Isle Royale RagwortAdmittedly, it’s a mouthful: Packera insulae-regalis. Especially considering that most people—including botanists—will call this new plant species by the simpler Isle Royale Ragwort, named for its home on the far side of Michigan’s Lake Superior.

But when Joan Edwards, the Washington Gladden 1859 Professor of Biology at Williams, and two colleagues from the University of Wisconsin described and named the species in the September 2011 edition of the journal Brittonia, they were among the last botanists to follow a requirement in place since 1935: formally describing each plant species in Latin.

Over the years, the need for using Latin, once considered a universal language, was clear. “Imagine the confusion,” Edwards says, “if there were Chinese and Japanese and Italian descriptions of plant species.” But English is now the lingua franca in the scientific community, increasingly recognized in scientific publications. So it was no surprise when, last Jan. 1, the International Code of Botanical Nomenclature announced it was changing the requirement to allow the use of English in describing new plant species.

Edwards first got involved with Isle Royale Ragwort in 1999, when she joined Wisconsin’s Robert Kowal and Emmet Judziewicz in studying the forms, modes of reproduction, and genetic makeup of the plant, checking on the population every year. This longer-than-usual process gave the researchers a chance to learn about the plant’s population behavior, a rarity in botanical publications. It also gave them time to have their descriptions checked over by a “Botanical Latin” expert at the Missouri Botanical Garden—an extra step in the process that sometimes can delay publication.

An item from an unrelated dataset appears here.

PR #5452, opened 2026-07-09
feat(parser): anthem subject qualifiers "with a mana ability" / "with no abilities"

nickmopen:
## Problem

An anthem subject phrase carrying a **"with a mana ability"** or **"with no abilities"** object qualifier did not parse. No subject-filter arm recognized the qualifier, so the whole static line fell through to `Effect::Unimplemented { name: "static_structure", .. }` and produced **no continuous static**.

But with an estimated 100,000 plant species still unknown to science, “There’s an urgency,” Edwards says, to identifying and naming them. Deforestation, invasive species, and climate change will threaten up to a third of all plant species in the next half-century, so “the biodiversity crisis is real,” she adds. “We’re losing species all the time to anonymous extinction,” which is when plants disappear before scientists can find and classify them. When this happens, the plant’s potential purpose—as medicine or a renewable resource—disappears along with it. “Allowing English as an alternative to the Latin requirement,” Edwards says, “is one less obstacle between discovery and publication. It will help in the race to identify plants before they disappear.”


Described

At a time when virtually no modern taxonomists know Latin, the International Code of Botanical Nomenclature’s decision to allow English in publications describing new plant species is certainly welcome. For Joan Edwards and her team, here’s how the change translates:

Packera insulae-regalis
Species nova foliis imis et caulinis Packerae indecorae similis, sed juventute pubescentia arachnoidea exili differt, autem capitulis radiatis similibus Packerae pauperculae; reproductio vegetativa in radicibus per rosulas adventitiasminutas. Chromosomatumnumerus 2n=ca. 66+66=ca. 6x.

Isle Royale Ragwort
A new species with the basal and cauline leaves resembling those of Packera indecora, but differing in having the young leaves sparsely arachnoid pubescent, but with its heads resembling those of Packera paupercula; reproducing vegetatively by means of tiny adventitious rosettes on the roots. Chromosome number 2n=ca. 66+66=ca. 6x.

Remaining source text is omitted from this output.